RECORD EXTRACTS |

PR #673, opened 2026-02-06
Feat: MicroCeph Tentacle

UtkarshBhatthere:
For the tentacle release of microceph snap we need:

1. Core26 as tentacle release will match with ubuntu 26.04 support cycle.
2. ceph packages (for stable we need these packages to come from the distro pkgs).
3. microcluster v3 (LTS for micro)


UtkarshBhatthere:
stale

THE PROBLEM | Only lines holding "need" are wanted; copy all of them from the listing.

OUTPUT FOR THIS EXERCISE |
For the tentacle release of microceph snap we need:
2. ceph packages (for stable we need these packages to come from the distro pkgs).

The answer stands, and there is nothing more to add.